An external air valve for a reciprocating air motor is provided with a the ability to transfer heat from incoming compressed air into the valve cups to prevent icing and a low friction mechanism for the valve slide to enhance reliability. The design has a housing which forms an air chamber, and located in the air chamber is a slide member containing two cups which alternately cover ports leading to the upper and lower chambers of the air motor piston. The slide has slotted rollers to reduce pneumatic loading and decrease friction during sliding. The shift rod is provided with a central valve spring located in an aperture in the slide, along with spring retaining plates to provide and assist in shifting the valve in conjunction with a detent to assure that the valve is positioned in one of two operating positions. The pressurized chamber, in conjunction with fins, apertures and other heat transfer apparatus in the slide assures that heat is applied to the cups of the slide in order to prevent icing.

Description

BACKGROUND OF THE INVENTION

Reciprocating air motors of the type which are used to drive reciprocating fluid pumps have been in use for many years. One of the drawbacks to such air motors is their tendency to ice up when operated continuously due to the repeated condensation of moisture and associated cooling which takes place during operation, particularly in the air valve mechanism.

RELATED INVENTIONS

U.S. Pat. No. 4,921,408 (commonly assigned with the instant invention and hereby incorporated by reference) deals with one aspect of decreasing icing during operation, and the instant invention as well as copending U.S. Ser. No. 07/904,447 filed Jun. 25, 1992 (both commonly assigned with the instant invention), now U.S. Pat. No. 5,277,099 deals with another aspect.

SUMMARY OF THE INVENTION

It is therefore an object of this invention to provide an air valve for reciprocating air motor which greatly reduces icing during operation.

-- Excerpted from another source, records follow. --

PR #320, opened 2021-02-03
Deposit threshold and staking rewards

ryancreatescopy:
Removes references to "until threshold".
Adds simple context for the minimum threshold.

### DIFF
--- a/src/pages/Landing/NetworkStatus/index.tsx
+++ b/src/pages/Landing/NetworkStatus/index.tsx
@@ -3,28 +3,14 @@ import styled from 'styled-components';
 import ScrollAnimation from 'react-animate-on-scroll';
 import { Heading } from '../../../components/Heading';
 import { Text } from '../../../components/Text';
-import { ProgressBar } from './ProgressBar';
+import { Link } from '../../../components/Link';
+import { Button } from '../../../components/Button';
 import { numberWithCommas } from '../../../utils/numberWithCommas';
 import {
-  IS_MAINNET,
-  ETH_REQUIREMENT,
   ENABLE_RPC_FEATURES,
-  ETH2_NETWORK_NAME,
   PRICE_PER_VALIDATOR,
   TICKER_NAME,
 } from '../../../utils/envVars';
-import useMobileCheck from '../../../hooks/useMobileCheck';
-
-//
-// Helpers
-
-const calculatePercentage = (amountEth: number) => {
-  const percentage = (amountEth / +ETH_REQUIREMENT) * 100;
-  return percentage && Math.max(1, percentage);
-};
-
-const calculateLaunchThreshold = (amountEth: number) =>
-  Math.floor(+ETH_REQUIREMENT - amountEth);
 
 //
 // Styled Components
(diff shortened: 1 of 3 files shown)


ryancreatescopy:
@samajammin and @wackerow be curious for your thoughts on these copy changes. Wrote them earlier but wondering whether it's necessary at all now to mention the threshold.

src/pages/Landing/NetworkStatus/index.tsx
```diff
@@ -147,20 +136,21 @@ export const NetworkStatus: React.FC<{ amountEth?: number }> = ({
...
             <>
               <Text className="mt20">
-                The threshold to launch the eth2
-                {IS_MAINNET ? ` mainnet ` : ` ${ETH2_NETWORK_NAME} testnet `}
-                has been reached 🎉
+                {IS_MAINNET
+                  ? `The Beacon Chain `
+                  : ` ${ETH2_NETWORK_NAME} testnet `}{' '}
+                needs at least {numberWithCommas(ETH_REQUIREMENT)} {TICKER_NAME}{' '}
+                staked to be secure.
```
wackerow, line 153: @ryancreatescopy Overall I'd argue against this even being included anymore. If I understand correctly, the beacon chain will no longer achieve finality if the number of ETH staked goes below 524,288 (vs still operating insecurely as this kind of implies), but at this point it seems more of a technical nuance, and something people can read the docs to learn more about. 

Now, I would argue the total ETH staked is mostly all that matters, in relation to the reward they can expect when financially choosing whether or not to commit their ETH to staking. It is nice to see visually that we're not at the very beginning anymore, and I believe the chart does this very nicely, but showing where we are now, and leave a large gap on the chart for where we expect it to go.

src/pages/Landing/NetworkStatus/index.tsx
```diff
@@ -172,14 +162,9 @@ export const NetworkStatus: React.FC<{ amountEth?: number }> = ({
...
-                <BoldGreen className="mr10 ml10" fontSize={24}>
-                  {numberWithCommas(ETH_REQUIREMENT)} {TICKER_NAME},
-                </BoldGreen>
-                <BoldGray className="mr10" fontSize={24}>
-                  {validatorRequirement} validators,
-                </BoldGray>
-                to launch the
+                The Eth2 network needs at least{' '}
+                {numberWithCommas(ETH_REQUIREMENT)} {TICKER_NAME} (
+                {validatorRequirement} validators), to launch the
```
wackerow, line 167: Similarly, don't think this is needed anymore

ryancreatescopy:
Taking into account your comments @wackerow , I've removed the reference to the threshold at all. I think this could be confusing. 

I've replaced the progress bar with a stats section. @CarlBeek would be good to get your thoughts on this. It just shows the current APR, number of validators and total ETH staked at a glance. This could be expanded in the future to show other network metrics that we think potential stakers might find useful.

Removed a lot of components from the `NetworkStatus/Index` as they're no longer needed without the progressbar. I'd encourage us to check this PR thoroughly to make sure I haven't removed anything important.

PR #321, opened 2021-02-03
Adds mobile menu and shortcut to languages

ryancreatescopy:
Allows users to better access educational content when viewing on non-desktop devices.

Todo:
- [x] Adjust breakpoints: should mobile menu be used on tablet size devices?

### DIFF
--- a/src/components/AppBar.tsx
+++ b/src/components/AppBar.tsx
@@ -31,7 +31,7 @@ const EthLogo = styled.img`
 `;
 
 const NetworkText = styled(Text)`
-  padding: 5px 15px;
+  padding: 5px 8px;
   border-radius: 4px;
   border: 1px solid;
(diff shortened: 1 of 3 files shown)


wackerow:
@ryancreatescopy I feel like similar breakpoints as to the main repo would work fine (1024px), which with the current tabs may still be cutting it close.

samajammin:
Couple thoughts here
- Re: breakpoint, I'd support going larger (looks like they currently start hiding links at 1080px). Might as well transition to mobile nav here, so that all links remain accesible?
- I think it's worth keeping some text next to the logo to help explain the app & network, e.g. "Mainnet Eth2 Launchpad" & "Pyrmont Eth2 Launchpad". Something like that would remove the need to display the current network "button".

PR #329, opened 2021-02-04
Bypass acknowledgements while in dev mode

wackerow:
Changes default "acknowledgement" booleans to check for "development" mode, relieving workflow restrictions while in dev.
@ryancreatescopy @samajammin this should help


samajammin:
@wackerow I like this idea but when I try it, I still need to click through each acknowledgement. They're just all checked:
https://share.getcloudapp.com/eDu89ZZy

LMK if I'm missing something

wackerow:
Hm.. yeah, I am able to click directly to the last step on my end, but then you can't continue. Clicking second to last step can let you click through.. maybe not worth it, but I'll keep an eye out for a better way while working on stuff

samajammin:
Closing this out for now.

PR #331, opened 2021-02-04
pageContent updates and refactor with FormattedMessage

wackerow:
Affects "Overview" page with acknowledgments and disclaimers:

It is also an object of this invention to provide an air valve design which is extremely reliable and which provides for low friction operation and which does not hang up or otherwise stall during operation.

An open-topped housing (as used herein, the term "top" actually refers to the side of the air valve which faces the air motor) has a generally rectangular slide located therein. The slide has two valve cups which face upwardly and rectangular seals around each of the cups. Most importantly, the slide includes a number of fins and apertures to allow transfer of heat from the incoming air to the slide and particularly the valve cups.

Because reliability is important, located in the top of the slide are four elongated slots which each contain a cylindrical roller. The aforementioned rollers and seals contact port plates which are fastened over the top of the housing which is in turn fastened to the side of the air motor. Use of the rollers greatly reduces the pneumatic loading of the slide and seals against the port plates and greatly reduces the friction inherent in the device thus enhancing reliability.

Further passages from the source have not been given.